Task description:
Work out how many lines of the records contain "cycle". Answer with the number and nothing else.

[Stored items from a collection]
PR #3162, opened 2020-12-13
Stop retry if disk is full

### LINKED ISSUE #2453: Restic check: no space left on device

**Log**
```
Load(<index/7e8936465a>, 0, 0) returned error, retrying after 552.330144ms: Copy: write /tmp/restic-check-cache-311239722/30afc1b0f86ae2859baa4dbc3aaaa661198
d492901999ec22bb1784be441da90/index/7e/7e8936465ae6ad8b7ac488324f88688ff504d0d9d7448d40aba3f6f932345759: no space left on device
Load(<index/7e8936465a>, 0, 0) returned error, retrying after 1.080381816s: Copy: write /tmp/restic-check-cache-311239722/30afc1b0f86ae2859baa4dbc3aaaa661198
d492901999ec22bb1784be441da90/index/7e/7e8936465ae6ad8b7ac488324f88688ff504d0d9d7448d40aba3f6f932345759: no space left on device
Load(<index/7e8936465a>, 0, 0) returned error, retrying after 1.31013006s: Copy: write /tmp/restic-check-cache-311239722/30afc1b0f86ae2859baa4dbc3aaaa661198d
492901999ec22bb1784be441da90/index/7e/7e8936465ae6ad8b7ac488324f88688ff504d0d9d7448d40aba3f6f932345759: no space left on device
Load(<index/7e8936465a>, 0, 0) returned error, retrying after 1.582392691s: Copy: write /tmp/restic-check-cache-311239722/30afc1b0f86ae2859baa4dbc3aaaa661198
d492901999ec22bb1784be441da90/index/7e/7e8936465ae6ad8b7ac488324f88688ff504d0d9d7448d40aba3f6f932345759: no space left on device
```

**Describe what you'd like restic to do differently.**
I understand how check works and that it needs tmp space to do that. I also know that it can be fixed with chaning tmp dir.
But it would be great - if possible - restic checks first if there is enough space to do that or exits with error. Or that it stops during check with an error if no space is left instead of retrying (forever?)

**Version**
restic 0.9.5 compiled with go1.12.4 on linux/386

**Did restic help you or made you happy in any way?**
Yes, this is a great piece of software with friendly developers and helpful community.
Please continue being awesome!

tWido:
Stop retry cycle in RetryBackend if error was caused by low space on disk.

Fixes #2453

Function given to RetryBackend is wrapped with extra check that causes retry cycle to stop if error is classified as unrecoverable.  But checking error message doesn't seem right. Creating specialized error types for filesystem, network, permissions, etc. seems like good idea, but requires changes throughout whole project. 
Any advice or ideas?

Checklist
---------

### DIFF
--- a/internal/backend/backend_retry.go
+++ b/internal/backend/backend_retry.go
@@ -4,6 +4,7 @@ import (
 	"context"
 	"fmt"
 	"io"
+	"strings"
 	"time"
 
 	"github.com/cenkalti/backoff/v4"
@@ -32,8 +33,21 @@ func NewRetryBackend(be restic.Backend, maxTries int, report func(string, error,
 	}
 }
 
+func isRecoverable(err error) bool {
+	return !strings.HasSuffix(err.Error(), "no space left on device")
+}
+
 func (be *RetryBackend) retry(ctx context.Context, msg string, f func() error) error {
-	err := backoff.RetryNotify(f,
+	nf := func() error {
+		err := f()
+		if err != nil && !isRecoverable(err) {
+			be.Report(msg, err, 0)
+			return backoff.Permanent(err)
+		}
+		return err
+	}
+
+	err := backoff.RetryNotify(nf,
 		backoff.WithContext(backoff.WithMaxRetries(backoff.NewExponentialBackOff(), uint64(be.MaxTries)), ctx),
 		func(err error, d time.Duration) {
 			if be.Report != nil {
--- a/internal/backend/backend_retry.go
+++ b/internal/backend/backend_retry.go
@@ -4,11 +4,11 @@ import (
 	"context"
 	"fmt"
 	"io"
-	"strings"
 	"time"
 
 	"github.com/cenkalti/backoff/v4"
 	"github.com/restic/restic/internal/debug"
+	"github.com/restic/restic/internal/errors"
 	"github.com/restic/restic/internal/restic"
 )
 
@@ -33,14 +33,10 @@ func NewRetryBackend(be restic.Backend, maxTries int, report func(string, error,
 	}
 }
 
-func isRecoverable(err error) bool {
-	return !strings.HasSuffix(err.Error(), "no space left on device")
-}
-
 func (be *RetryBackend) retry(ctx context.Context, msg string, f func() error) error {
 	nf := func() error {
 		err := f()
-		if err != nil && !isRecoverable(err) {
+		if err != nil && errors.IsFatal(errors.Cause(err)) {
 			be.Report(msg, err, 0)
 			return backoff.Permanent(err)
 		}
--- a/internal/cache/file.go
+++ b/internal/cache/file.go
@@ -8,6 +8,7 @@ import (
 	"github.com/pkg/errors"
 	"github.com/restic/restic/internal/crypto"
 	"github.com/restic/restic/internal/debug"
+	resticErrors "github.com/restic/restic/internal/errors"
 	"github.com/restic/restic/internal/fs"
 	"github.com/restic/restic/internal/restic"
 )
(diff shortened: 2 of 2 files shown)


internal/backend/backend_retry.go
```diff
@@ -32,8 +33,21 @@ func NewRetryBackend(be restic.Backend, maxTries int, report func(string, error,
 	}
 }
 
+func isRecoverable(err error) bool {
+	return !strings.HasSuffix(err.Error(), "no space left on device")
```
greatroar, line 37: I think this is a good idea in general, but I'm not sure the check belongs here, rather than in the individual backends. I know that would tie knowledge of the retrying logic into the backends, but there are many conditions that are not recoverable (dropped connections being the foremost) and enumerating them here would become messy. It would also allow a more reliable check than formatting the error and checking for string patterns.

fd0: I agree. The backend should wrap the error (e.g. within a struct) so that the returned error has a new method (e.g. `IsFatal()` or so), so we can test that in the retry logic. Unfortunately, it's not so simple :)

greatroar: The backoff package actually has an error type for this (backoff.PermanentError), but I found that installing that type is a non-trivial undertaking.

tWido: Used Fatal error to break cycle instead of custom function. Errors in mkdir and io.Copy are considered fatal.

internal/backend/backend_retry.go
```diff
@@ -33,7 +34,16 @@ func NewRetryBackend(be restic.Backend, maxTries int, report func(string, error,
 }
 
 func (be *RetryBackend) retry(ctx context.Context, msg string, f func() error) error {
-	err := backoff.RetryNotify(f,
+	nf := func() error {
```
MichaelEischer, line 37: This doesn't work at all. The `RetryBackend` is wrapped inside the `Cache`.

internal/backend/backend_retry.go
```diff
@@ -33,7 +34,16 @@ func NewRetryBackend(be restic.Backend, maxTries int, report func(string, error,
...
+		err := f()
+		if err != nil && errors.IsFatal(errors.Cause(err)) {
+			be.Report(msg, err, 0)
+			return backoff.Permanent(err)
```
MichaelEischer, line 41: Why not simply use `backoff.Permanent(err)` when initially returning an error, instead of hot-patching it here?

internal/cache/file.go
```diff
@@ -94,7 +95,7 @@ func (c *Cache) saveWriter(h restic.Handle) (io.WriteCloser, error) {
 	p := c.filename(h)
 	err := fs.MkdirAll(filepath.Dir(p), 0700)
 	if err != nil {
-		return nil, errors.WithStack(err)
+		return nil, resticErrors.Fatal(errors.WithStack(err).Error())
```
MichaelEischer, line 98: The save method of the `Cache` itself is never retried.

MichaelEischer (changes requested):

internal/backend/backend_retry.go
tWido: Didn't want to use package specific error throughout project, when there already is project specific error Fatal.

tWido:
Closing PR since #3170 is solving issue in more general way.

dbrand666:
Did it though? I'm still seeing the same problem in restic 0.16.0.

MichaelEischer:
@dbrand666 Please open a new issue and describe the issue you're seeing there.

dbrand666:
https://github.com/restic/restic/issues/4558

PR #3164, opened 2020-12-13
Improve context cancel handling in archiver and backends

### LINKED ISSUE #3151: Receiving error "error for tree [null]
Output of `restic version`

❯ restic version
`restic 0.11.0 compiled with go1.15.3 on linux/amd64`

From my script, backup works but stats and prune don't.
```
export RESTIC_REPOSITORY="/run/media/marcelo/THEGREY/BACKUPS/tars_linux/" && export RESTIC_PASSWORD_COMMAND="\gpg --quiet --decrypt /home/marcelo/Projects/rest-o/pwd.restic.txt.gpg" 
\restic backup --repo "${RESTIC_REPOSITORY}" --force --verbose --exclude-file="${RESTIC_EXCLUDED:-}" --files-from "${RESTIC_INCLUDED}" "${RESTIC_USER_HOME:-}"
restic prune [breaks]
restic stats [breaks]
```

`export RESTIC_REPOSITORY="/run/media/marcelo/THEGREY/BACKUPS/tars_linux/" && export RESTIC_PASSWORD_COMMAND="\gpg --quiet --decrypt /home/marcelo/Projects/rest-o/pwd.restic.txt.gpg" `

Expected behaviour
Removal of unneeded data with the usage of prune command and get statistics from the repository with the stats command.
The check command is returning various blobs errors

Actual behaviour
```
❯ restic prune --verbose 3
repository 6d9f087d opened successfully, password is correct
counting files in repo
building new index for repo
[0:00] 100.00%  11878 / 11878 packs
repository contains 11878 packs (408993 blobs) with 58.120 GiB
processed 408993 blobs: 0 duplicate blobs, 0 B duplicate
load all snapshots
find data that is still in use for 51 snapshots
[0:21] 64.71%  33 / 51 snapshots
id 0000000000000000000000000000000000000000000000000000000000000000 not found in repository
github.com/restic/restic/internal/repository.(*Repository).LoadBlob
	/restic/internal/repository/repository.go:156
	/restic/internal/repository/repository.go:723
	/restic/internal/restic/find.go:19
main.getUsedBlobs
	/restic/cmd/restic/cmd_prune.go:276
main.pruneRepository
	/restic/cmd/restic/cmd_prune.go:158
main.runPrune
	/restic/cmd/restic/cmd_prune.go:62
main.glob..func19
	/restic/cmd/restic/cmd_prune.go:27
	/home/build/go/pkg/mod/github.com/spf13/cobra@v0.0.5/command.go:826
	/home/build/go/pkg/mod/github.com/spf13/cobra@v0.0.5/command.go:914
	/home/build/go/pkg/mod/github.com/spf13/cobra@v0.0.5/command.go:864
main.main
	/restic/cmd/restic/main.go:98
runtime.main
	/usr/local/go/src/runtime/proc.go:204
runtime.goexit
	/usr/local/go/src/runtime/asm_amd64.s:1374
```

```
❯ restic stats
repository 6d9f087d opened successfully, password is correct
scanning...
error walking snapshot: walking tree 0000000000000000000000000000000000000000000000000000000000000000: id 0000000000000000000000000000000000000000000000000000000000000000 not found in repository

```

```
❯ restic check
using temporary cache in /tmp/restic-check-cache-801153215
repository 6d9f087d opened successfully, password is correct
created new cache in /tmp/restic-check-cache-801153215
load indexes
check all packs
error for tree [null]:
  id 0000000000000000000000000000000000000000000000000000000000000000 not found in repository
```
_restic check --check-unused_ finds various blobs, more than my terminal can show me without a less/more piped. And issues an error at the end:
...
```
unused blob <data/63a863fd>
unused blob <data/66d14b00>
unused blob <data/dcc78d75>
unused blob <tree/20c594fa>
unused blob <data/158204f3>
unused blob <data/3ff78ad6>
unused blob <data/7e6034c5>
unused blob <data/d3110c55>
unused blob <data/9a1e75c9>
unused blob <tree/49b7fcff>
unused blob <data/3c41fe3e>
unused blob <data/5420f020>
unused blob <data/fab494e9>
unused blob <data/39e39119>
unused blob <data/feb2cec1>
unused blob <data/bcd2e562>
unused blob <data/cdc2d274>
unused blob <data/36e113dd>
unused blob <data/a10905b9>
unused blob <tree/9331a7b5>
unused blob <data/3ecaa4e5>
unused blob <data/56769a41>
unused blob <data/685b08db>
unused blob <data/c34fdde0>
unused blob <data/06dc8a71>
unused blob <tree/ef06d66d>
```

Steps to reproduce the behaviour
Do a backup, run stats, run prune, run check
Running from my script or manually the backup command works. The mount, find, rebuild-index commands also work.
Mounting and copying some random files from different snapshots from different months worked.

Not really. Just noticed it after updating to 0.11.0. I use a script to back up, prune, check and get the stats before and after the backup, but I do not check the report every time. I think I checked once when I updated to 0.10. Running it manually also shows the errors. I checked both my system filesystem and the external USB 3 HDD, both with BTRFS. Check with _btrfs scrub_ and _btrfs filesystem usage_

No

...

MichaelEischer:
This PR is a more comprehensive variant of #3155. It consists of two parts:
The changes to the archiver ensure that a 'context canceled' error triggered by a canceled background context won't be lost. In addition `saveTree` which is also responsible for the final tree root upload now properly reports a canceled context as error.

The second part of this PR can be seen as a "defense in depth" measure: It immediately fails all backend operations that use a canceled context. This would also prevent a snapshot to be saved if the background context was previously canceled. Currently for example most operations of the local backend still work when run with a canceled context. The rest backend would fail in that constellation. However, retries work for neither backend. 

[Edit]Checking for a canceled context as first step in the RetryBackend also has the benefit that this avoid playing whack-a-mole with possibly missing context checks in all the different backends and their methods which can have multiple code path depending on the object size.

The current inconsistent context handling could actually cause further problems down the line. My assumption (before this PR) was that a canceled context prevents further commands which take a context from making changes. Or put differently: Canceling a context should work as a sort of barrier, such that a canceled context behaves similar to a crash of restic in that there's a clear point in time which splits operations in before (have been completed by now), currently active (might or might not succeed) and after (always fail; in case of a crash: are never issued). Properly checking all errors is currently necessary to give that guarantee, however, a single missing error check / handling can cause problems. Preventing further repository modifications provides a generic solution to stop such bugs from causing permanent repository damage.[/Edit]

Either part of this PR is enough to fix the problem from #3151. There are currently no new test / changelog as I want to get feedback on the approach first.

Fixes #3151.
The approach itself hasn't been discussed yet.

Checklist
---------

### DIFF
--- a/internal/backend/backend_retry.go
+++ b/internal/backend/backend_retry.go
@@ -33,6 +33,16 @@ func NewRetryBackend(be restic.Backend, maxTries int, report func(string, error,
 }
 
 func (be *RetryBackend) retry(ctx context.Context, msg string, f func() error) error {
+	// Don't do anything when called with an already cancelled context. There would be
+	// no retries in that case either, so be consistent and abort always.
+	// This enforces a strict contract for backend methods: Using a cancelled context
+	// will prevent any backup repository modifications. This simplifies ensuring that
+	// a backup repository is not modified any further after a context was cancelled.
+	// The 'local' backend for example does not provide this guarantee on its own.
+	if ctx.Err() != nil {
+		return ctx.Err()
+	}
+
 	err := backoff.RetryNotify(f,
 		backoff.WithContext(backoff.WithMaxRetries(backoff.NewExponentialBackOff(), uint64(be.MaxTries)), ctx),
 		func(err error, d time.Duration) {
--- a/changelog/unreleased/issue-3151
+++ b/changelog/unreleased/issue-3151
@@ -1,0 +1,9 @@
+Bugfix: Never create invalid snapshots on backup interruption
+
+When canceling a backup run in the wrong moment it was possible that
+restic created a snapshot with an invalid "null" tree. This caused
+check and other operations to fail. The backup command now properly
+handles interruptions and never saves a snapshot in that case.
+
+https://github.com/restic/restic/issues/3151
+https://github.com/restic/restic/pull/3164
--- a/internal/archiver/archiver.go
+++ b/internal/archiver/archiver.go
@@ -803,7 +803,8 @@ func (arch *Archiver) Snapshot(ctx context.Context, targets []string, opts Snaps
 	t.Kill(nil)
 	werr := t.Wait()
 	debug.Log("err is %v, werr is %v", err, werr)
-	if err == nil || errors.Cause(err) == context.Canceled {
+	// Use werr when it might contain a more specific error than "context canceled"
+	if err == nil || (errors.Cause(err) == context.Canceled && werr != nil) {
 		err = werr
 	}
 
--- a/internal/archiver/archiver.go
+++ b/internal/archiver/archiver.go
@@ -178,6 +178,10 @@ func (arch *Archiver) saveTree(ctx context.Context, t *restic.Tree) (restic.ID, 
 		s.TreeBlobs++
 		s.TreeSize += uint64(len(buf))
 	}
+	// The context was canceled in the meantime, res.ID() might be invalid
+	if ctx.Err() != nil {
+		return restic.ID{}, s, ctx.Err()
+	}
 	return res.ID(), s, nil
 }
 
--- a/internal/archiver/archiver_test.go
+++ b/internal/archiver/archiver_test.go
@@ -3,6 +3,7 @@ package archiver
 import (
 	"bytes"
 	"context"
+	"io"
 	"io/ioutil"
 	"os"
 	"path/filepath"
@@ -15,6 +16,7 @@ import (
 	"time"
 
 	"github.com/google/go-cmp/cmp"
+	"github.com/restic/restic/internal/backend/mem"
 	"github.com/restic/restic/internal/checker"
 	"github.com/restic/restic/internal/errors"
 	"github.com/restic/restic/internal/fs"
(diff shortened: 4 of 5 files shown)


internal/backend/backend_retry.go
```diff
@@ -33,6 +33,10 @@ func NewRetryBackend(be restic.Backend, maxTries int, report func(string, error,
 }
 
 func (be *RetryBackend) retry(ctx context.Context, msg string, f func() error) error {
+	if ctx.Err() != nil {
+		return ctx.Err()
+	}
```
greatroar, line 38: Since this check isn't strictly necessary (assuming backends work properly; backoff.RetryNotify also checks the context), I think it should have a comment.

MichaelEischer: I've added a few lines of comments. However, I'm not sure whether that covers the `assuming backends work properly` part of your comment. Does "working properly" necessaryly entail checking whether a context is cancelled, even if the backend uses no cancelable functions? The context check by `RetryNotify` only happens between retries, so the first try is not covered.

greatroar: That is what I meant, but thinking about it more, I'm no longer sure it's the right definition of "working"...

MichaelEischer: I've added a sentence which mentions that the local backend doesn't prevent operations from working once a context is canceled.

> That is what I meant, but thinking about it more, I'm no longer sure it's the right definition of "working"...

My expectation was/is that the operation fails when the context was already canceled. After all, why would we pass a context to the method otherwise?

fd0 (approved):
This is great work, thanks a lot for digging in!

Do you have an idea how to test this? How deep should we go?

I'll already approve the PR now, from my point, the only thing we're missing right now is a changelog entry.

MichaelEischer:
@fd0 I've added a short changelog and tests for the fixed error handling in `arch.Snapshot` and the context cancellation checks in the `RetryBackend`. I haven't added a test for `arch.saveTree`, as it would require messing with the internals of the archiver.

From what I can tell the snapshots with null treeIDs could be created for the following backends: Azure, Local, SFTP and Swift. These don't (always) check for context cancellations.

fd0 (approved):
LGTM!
---
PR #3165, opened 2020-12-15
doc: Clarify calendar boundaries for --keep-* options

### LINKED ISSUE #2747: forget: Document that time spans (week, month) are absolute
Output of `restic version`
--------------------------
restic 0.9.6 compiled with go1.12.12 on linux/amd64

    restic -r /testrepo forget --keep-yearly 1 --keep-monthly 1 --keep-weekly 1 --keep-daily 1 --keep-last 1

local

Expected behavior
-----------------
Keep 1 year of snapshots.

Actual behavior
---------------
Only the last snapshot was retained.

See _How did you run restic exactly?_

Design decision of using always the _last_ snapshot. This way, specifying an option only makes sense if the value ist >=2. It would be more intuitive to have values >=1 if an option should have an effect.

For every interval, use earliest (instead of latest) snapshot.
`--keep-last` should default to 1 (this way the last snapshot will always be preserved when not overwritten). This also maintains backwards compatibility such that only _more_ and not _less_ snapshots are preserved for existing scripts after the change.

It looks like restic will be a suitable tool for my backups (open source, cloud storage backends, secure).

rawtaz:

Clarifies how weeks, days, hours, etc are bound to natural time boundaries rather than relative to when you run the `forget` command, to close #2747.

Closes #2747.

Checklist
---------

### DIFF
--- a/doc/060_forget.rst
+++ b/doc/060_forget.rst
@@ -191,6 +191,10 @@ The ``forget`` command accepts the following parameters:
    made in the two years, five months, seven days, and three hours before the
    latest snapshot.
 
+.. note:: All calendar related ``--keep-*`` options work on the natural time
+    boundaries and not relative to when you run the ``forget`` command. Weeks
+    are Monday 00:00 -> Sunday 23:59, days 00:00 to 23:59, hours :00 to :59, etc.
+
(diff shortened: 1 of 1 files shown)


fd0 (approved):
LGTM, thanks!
--
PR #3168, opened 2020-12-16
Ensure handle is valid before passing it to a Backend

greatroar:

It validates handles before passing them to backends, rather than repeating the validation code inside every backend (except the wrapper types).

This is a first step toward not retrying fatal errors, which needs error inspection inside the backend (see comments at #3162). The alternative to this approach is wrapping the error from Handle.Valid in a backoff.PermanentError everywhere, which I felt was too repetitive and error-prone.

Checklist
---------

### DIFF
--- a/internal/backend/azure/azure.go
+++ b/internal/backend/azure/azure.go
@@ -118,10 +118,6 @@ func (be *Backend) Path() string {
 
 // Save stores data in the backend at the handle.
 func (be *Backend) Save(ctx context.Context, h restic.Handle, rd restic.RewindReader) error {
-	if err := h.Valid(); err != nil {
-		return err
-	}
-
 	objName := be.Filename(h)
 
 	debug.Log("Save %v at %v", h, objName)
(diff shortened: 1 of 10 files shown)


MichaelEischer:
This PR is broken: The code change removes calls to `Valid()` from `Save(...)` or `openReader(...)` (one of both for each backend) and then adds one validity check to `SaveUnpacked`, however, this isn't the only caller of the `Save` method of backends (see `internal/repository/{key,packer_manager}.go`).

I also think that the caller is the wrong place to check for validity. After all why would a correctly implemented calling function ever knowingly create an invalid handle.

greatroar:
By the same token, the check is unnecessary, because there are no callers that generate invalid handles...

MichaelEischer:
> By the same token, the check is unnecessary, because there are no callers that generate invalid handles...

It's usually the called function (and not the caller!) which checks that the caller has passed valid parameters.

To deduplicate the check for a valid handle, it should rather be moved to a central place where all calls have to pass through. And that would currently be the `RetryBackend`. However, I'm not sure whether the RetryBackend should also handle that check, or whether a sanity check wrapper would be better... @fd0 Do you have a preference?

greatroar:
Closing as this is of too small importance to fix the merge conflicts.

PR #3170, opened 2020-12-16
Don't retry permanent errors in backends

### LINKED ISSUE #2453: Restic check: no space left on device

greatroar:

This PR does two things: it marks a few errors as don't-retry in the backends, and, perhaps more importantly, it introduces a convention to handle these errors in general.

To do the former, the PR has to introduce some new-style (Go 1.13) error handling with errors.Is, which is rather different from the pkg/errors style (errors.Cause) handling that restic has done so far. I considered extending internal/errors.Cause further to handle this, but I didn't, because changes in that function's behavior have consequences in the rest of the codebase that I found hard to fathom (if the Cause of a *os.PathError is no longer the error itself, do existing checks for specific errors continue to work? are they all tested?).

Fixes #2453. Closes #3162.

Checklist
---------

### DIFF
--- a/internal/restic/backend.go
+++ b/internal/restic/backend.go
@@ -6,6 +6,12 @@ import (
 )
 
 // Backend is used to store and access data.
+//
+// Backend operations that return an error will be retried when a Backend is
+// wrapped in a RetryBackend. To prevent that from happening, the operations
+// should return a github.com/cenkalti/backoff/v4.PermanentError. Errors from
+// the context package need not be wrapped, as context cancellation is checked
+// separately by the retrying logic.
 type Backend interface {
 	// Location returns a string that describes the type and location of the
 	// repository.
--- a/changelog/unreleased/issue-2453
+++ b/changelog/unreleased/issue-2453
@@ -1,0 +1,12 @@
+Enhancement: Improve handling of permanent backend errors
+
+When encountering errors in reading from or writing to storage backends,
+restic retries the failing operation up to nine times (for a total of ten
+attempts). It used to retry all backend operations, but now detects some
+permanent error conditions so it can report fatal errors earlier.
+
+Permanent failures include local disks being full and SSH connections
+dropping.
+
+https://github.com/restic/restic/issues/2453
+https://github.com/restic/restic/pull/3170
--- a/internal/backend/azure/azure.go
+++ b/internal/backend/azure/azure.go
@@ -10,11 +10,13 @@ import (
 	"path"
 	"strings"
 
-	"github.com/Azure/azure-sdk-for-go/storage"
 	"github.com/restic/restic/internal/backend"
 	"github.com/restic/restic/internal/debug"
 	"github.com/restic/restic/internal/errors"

Answer to the problem:
3